The Post, Stephen Speilberg’s Oscar contender, and Rogue One, the war-movie hued Star Wars prequel, share a bizarre parallel: their endings are the same. Of course, on paper, the two films couldn’t be more different. One is a dramatization of The Washington Post’s conflicted decision to publish the damning Pentagon Papers that revealed manipulation of Vietnam and the American public to force war, while the other a big budget franchise movie about stealing plans for a planet-destroying weapon.
However, there are actually parallels prominent throughout. Both use authentic-feeling war action to accentuate their primary stories, which center on female characters struggling with the decision of whether to take stand against seemingly insurmountable aggressors (the American government and the Galactic Empire respectively) lest they wind up losing the battle forever. They are strong, timely movies, and succeed now thanks to tapping into the zeitgeist; either could be read as a commentary on the rise of President Trump. But that’s not what we’re wanting to talk about.
What we’re interested in is their endings, which are unbelievably similar in structure, meaning, and relevance to a New Hollywood classic. Rogue One famously closes with all of its main characters dead – literally everyone on the main poster is killed – and then details the minutes leading up to the original Star Wars, with Darth Vader massacring Rebels before the Tantive IV escapes and Leia is handed the Death Star plans. The Post is less showboaty, but no less iconic; after Ben Bradlee and Kay Graham’s successful publishing of the Papers and lack of repercussions leave the free press free, we cut away from the main story to a security guard investigating some commotion, slowly revealed to be the break-in at the DNC headquarters at the Watergate.
Again, on paper, these are very different; one of these moments is a bit of fan service while the other a dramatization of one of the most important moments in American history. However, in execution both Gareth Edwards and Steven Spielberg handle them in a very similar manner, taking a tangent from the resolved primary story to reveal its connections to the wider world in a contextually knowing way; the pan out on the Watergate has the exact same effect as the close up of Leia looking up and saying “hope“. Together, they’re examples of how knowing the outcome of a story, and the author using that to inform the telling, can create a more powerful response.

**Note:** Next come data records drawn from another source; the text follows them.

PR #257, opened 2022-03-31
Add PodDisruptionBudgets

heoelri:
This PR adds PodDistruptionBudgets to our `CatalogService` and `HealthService` helm charts. This is based on a conversation with @hjscherer and @sebader in Teams.

We've already certain measures in place to avoid unplanned disruptions like a min. number of replicas per deployment, a horizontal pod autoscaler (hpa) configuration as well as the default deployment rollout strategy "RollingUpdate". This is an addition to reduce the impact of voluntary disruptions even further.

See [Plan for availability using pod disruption budgets](https://docs.microsoft.com/en-us/azure/aks/operator-best-practices-scheduler#plan-for-availability-using-pod-disruption-budgets), [Voluntary and involuntary disruptions](https://kubernetes.io/docs/concepts/workloads/pods/disruptions/) and [What Is PodDisruptionBudget, And Why You Should Use It in Kubernetes](https://innablr.com.au/blog/what-is-pod-disruption-budget-in-k8s-and-why-to-use-it/) for more.


heoelri:
```console
kubectl get pdb -n workload

NAME                 MIN AVAILABLE   MAX UNAVAILABLE   ALLOWED DISRUPTIONS   AGE
catalogservice-pdb   50%             N/A               1                     10m
healthservice-pdb    50%             N/A               1                     11m
```

```console
kubectl get deploy -n workload

NAME                         READY   UP-TO-DATE   AVAILABLE   AGE
backgroundprocessor-deploy   2/2     2            2           11m
catalogservice-deploy        3/3     3            3           10m
healthservice-deploy         3/3     3            3           12m
```

sebader:
makes a lot of sense to me - after I read the external docs ;) We should include at least pointer to these in our docs. And describe briefly why we add them: "to avoid downtime". I like this statement from one of the links:

> For the sake of brevity, let’s consider you have a deployment of nginx with replicas = 2. If both of them are scheduled onto a single node, what will happen if that particular node is recycled? Downtime, until the pod is re-scheduled on another node.

heoelri:
> makes a lot of sense to me - after I read the external docs ;) We should include at least pointer to these in our docs. And describe briefly why we add them: "to avoid downtime". I like this statement from one of the links:
> 
> > For the sake of brevity, let’s consider you have a deployment of nginx with replicas = 2. If both of them are scheduled onto a single node, what will happen if that particular node is recycled? Downtime, until the pod is re-scheduled on another node.

Yes I agree, though this shouldn't happen often in our case. We've always at least two nodes, in different zones, with always at least 2 replicas. K8s distributes replicas automatically across different nodes. But there might be some rare edge cases where e.g. the two healthservice replicas are running on the same node in a two node cluster setup after a cluster upgrade, pdb should help solving that.

src/config/ingress/values.helm.yaml
```diff
@@ -1,12 +1,14 @@
...
 controller:
+  securityContext:
+    readOnlyRootFilesystem: true # If a container does not need to write files, it should be run with a read-only filesystem. 
+    privileged: false # Running a container as privileged gives all capabilities to the container, and it also lifts all the limitations enforced by the device cgroup controller.
   autoscaling:
-    enabled:     true
-    minReplicas: 3
-    maxReplicas: 12 
+    enabled:     true # Enable autoscaling via horizontal pod autoscaler
+    minReplicas: 3 # Minimum number of nodes
```
sebader, line 10: cant we add PDB to ngnix as well?

heoelri: the current helm chart doesn't allow that - might be worth a contribution - let me give it a try

heoelri: it's already there - by default - the no. of `minAvailable` replicas can be configured..

```console
kubectl get pdb -n kube-system
NAME                       MIN AVAILABLE   MAX UNAVAILABLE   ALLOWED DISRUPTIONS   AGE
coredns-pdb                1               N/A               1                     9d
ingress-nginx-controller   1               N/A               2                     9d
konnectivity-agent         1               N/A               1                     5d6h
```

sebader: ah cool. Can you just mentioned that in the docs as well with a sentence?

docs/reference-implementation/AppDesign-Application-Design.md
```diff
@@ -41,16 +41,20 @@ There is no backchannel which communicates to the client if the operation comple
...
 
 The `BackgroundProcessor` service has very different requirements and is considered a background worker which has no direct impact on the user experience. As such, `BackgroundProcessor` has a different auto-scaling configuration than `CatalogService` and it can scale between 2 and 32 instances (which matches the max. no. of EventHub partitions). The ratio between `CatalogService` and `BackgroundProcessor` is around 20:2.
 
+All workload components as well as supporting services like the `HealthService` and dependencies like `ingress-nginx` are configured with at least 3 or in case of the `HealthService` 2 instances (replicas) per cluster. This is supposed to prevent certain availability issues and to ensure that the service is always available. The instances are automatically spread across nodes and therefore also across Availability Zones.
+
+In addition to that does each component of the workload including dependencies like `ingress-nginx` have [Pod Disruption Budgets (PDBs)](https://docs.microsoft.com/azure/aks/operator-best-practices-scheduler#plan-for-availability-using-pod-disruption-budgets) configured to ensure that a minimum number of instances is always available.
```
sebader, line 56:
```suggestion
In addition to that, each component of the workload including dependencies like `ingress-nginx` has [Pod Disruption Budgets (PDBs)](https://docs.microsoft.com/azure/aks/operator-best-practices-scheduler#plan-for-availability-using-pod-disruption-budgets) configured to ensure that a minimum number of instances is always available.
```

src/app/charts/catalogservice/templates/pdb.yaml
```diff
@@ -0,0 +1,9 @@
+apiVersion: policy/v1
+kind: PodDisruptionBudget
+metadata:
+  name: {{ .Chart.Name }}-pdb
+spec:
+  minAvailable: 50%
```
sebader, line 6: why here 50% and for the others absolute numbers?

heoelri: For the healthservice we've only 2 replicas to compensate a single node outage as the expected load is low. Therefore would a single replica in voluntary disruption scenarios be sufficient. 

For catalogservice a failback from let's say 10 (scaled out automatically) nodes to 1 would cause issues, 50% would still result in a significant performance degradation, but the service would remain to work, and 50% is just a starting point to balance between overhead and availability.

For backgroundprocessor we, from my pov, don't need a pdb at all given it has no user impact. But a pdb with minavailable 1 would result in at least 1 remaining replica to process data.

sebader: ok makes sense

sebader (approved):
LGTM thanks!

What’s more remarkable, though, is that in taking this approach, both films are bee-lining straight for a 1970s classic. Star Wars, obviously, picks up straight after the end of Rogue One (dramatizing the opening crawl was the entire point of the Anthology film), but The Post is also directly brushing with the plot of All The President’s Men, which charted Woodward and Bernstein’s investigation into the scandal that eventually led to President Nixon’s resignation. This is a very pointed independent move by Spielberg, highlighting the importance of Graham’s stand – if she hadn’t published the papers, then it’s unlikely the free press would have been able to expose Nixon’s later misdeeds – and adding a layer of extra tension to Alan J. Pakula’s Oscar winner. But, once more, the shared choice says a lot about how context is essential to the reason why we tell stories.
For all their differences, it’s intriguing to see Rogue One and The Post execute near identical storytelling tricks. It shows how what’s viewed as genre convention or prestige stylings are permutable, and only benefits the pair when put together.